Thinking about ultrafilters a question came to my mind. Suppose that we have $A$ and $B$ two Boolean algebras such that $A\subseteq B$ and $U$ be an ultrafilter composed by elements of $B$. Is it true that $U\cap A$ is an ultrafilter on $A$?
Clearly $U\cap A$ is a filter on $A$. Only remains to prove the maximality. For this I cannot prove it but I tried:
Suppose $U\cap A$ is not an ultrafilter on $A$. Then there exist $\mathcal{F}$ an ultrafilter on $A$ such that $U\cap A\subsetneq \mathcal{F}$ (proper contention). Then there exist $F\in\mathcal{F}$ such that $F\notin U\cap A$. But then $F\notin U$. From here I don't know how to continue.
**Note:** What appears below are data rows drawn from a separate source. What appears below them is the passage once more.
PR #1128, opened 2017-03-28
Update Dockerfile (add exif ext, ffmpeg, git)

daciwei:
Recently I try to use original Dockerfile in repo, but notice `docker build` don't working because lack of `ext-exif` and `git`.
I fixed it and also add `ffmpeg`. In original file there also no `ffmpeg` support.


SteveJobzniak:
@daciwei Thanks for the updated dependencies! Merged it and also cleaned up a bit:

https://github.com/mgp25/Instagram-API/blob/master/Dockerfile

Should still work but I haven't tested it.

PR #1142, opened 2017-04-02
ThreadItem Enhancements

valga:
1. List all available item types as constants.
2. Add `ActionLog` model, which is used for `action_log` items.

### DIFF
--- a/src/Response/Model/ActionLog.php
+++ b/src/Response/Model/ActionLog.php
@@ -1,0 +1,12 @@
+<?php
+
+namespace InstagramAPI\Response\Model;
+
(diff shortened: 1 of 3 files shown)


mgp25:
@valga , @SteveJobzniak is gone, he will come back in 2-3 months. The PR seems okay, and you can merge it if you want. Is there any reason to list all types as constants? Are going to be used later?

Regards

valga:
@mgp25, I will miss him. 

Constants are just for reference (like those we have in `CarouselMedia`, `Item`, etc), so you can see all available message types and use them in subprojects, etc.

I think that we can use $F$ to construct a new filter that contains $U$ and $F$ to derive a contradiction with the maximality of $U$ in $B$. Any hint?
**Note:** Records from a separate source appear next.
PR #1152, opened 2017-04-05
Fixed bugged login exceptions

aitte2:
Hello sir! :)

Recent commit 42beba3134ef9ef9c8b40e56406ba46bba2c94c4
added two factor login but broke the login exception system.

This fix reuses the same method of throwing as in Client.php
which makes proper exceptions thrown at login again, such as:

"Uncaught InstagramAPI\Exception\IncorrectPasswordException:
InstagramAPI\Response\LoginResponse: The password you entered is
incorrect. Please try again."

### DIFF
--- a/src/Exception/LoginException.php
+++ b/src/Exception/LoginException.php
@@ -1,7 +1,0 @@
-<?php
-
-namespace InstagramAPI\Exception;
-
-class LoginException extends RequestException
-{
-}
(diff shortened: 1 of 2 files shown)


aitte2:
When that is merged you can once again find bad passwords by simply doing:

```php
try {
    $i->login();
} catch (\InstagramAPI\Exception\IncorrectPasswordException $e) {
   // wrong password caught specifically (we can do others too
   // but you asked for password check)...
} catch (\InstagramAPI\Exception\InstagramException $e) {
   // all other login errors handled here...
}
```

mgp25:
@aitte2 perfect! 😄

Your idea is correct. Consider the filter on $B$ generated by $U\cup\{F\}$. This will be a proper filter as long as there is no finite subset of $U\cup\{F\}$ whose meet is $0$. Since $U$ is closed under finite meets, this can only happen if some element $u\in U$ is disjoint from $F$. But then $u\leq \neg F$ so $\neg F\in U$. But $\neg F\in A$ so $\neg F\in U\cap A\subseteq\mathcal{F}$, which is a contradiction since $F\in\mathcal{F}$.
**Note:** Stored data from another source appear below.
PR #1182, opened 2017-04-16
login(): Fix and document return value

SteveJobzniak:
- Reverts 5d8be61e3c8b0e285a6a4ad2222dd879103548e9, since there
  was no way for us to always return a LoginResponse.

- Documents return value properly.


SteveJobzniak:
See comment here for extra information:

https://github.com/mgp25/Instagram-API/commit/5d8be61e3c8b0e285a6a4ad2222dd879103548e9#commitcomment-21779960

PR #1191, opened 2017-04-20
Instagram.php: Add getMediaLikersChrono

ranjbarhadi:
this new function does the same as getMediaLiker() but it returns a lighter and much simpler result


src/Instagram.php
```diff
@@ -2589,6 +2589,21 @@ public function getMediaLikers(
...
     /**
+     * Get a simplified version of users who liked a media item.
+     *
+     * @param string $mediaId The media ID in Instagram's internal format (ie "3482384834_43294").
+     *
+     * @throws \InstagramAPI\Exception\InstagramException
+     *
+     * @return \InstagramAPI\Response\MediaLikersResponse
+     */
+    public function getCronoMediaLikers(
```
matheuseduardo: seems like this method return likers in "chronological" sequence. _(right?)_
why not keep `getChronoMediaLikers` (using "Chrono").

just an idea.

ranjbarhadi: ahhh yes i did miss that...

azureatlas:
@ranjbarhadi where/when is this endpoint called by the official app (as opposed to the regular getMediaLikers() one)?

SteveJobzniak:
Hi @ranjbarhadi. Thanks for the contribution!

I renamed it from `getChronoMediaLikers` to `getMediaLikersChrono`. Because we try as much as possible to follow the official endpoint, which you can see is: `"media/.../likers_chrono/"` meaning the words in this case are meant to be in this order: "media -> likers -> chrono".

It also helps with understanding. Because "getChronoMedia" sounds like some kinda weird media item type, whereas "getMediaLikersChrono" is clear that it's about likers in "Chrono" fashion. I also tweaked the comment a bit to reflect that.

So now it's ready to merge, if it passes the next check. ;-) And those remaining questions are:

1. How did you find this endpoint?

2. Is it used by the Android Instagram client or only by the iOS client? To avoid easily getting banned by using iOS APIs from Android etc, we don't mix the two APIs (because they are different).

SteveJobzniak:
Pinging @ping since I see that you've got this chrono-endpoint in your Python library. Perhaps you can chime in here. :-)

ping:
On the mobile right now but if I remember correctly, the endpoint is in the apk but not actively used in the app afaik. At least not in a way that I can trigger. @mgp25 will need to confirm this one.

This reminds me that I need to tag this endpoint as experimental in my lib. 😅

SteveJobzniak:
@ping Thanks a lot for that great information! :) We'll see what @mgp25 discovers. Hmm, if it's true that it's not used officially then it's a super dangerous API.

@ranjbarhadi How did you find this API?

ranjbarhadi:
hi @SteveJobzniak . thanks for the help. this is my first contribution in github community and I'm trying to do my best.
i found this Endpoint by decompiling the latest Instagram APK. it was something like this:

```java
public static void m21723c(C7661t c7661t) {
        String str;
        C7661t.m21722b(c7661t);
        c7661t.f36329b.f13239d = false;
        if (c7661t.f36332e) {
            str = "media/%s/likers_chrono/";
        } else {
            str = "media/%s/likers/";
        }
        C2171e a = C7058i.m20087a(c7661t.f36334g, C3489l.m10785a(str, c7661t.f36331d), null, c7661t.f36329b.f13241f, null, false, false);
        a.f16485b = c7661t.f36335h;
        c7661t.schedule(a);
    }
```
i tried it and it worked.

ranjbarhadi:
@azureatlas i found this in the original APK. i don't have any information when Instagram prefers to use this endpoint. if you look at the code i provide for @SteveJobzniak in the above, Instagram is checking for something and if it returns true it uses this endpoint instead. what it is ? i still don't know. but I'm looking :)

mgp25:
It is an option (is time ordered? Yes/no). I don't know wether this is an unused endpoint or instagram is planning to add it soon. Some time ago, Instagram stopped showing feeds and likes in chronological order and started to do it randomly.

I don't know if they changed the algorithm so the endpoint we use displays media likers in chronological order, tests may be required. So far, i think its an user option

aitte2:
Safest to avoid it until we know if/when the app calls it, otherwise we are literally the only people in the world calling that endpoint, and is easy to ban us.

ranjbarhadi:
i' trying to add logs to smali code of Instagram's android client to pin point where this endpoint has been called. it a big messy code and i haven't yet found the appropriate place. any suggestions?

azureatlas:
@ranjbarhadi The "if" result might be based on an experiment that could be active or not.

SteveJobzniak:
@mgp25 My guess right now is that @azureatlas is right. The "if" is probably an experiment flag.

Good idea anyway to add a warning. I added an even more serious warning just to protect people, which means we can now merge it. People can make the decision if they have the courage to use this endpoint, but possibly losing their account. And I placed a "TODO" to research this function more in the future or to remove it if it wasn't safe.

So now it can sit there and people can make their own decision if they have the courage to use it. ;-)

@ranjbarhadi Thanks for the contribution.

Torq07:
@ranjbarhadi at comment from Apr 21 you telling that you found the option to paginate like Endpoint, can you share this info? I'm trying to paginate it but each time my attempt are failing. Do you add offset and limit params or just page number to paginate. 
I would be very appreciate to you if you share your findings with me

Or more simply: a filter is an ultrafilter iff for any $a$, exactly one of $a$ and $\neg a$ is in the filter. It is then trivial that if $U$ satisfies this condition as a filter on $B$, then $U\cap A$ satisfies it as a filter on $A$. (More generally, this characterization is typically the "right" way to think about ultrafilters; the fact that it is equivalent to being a maximal proper filter is somewhat of a coincidence.)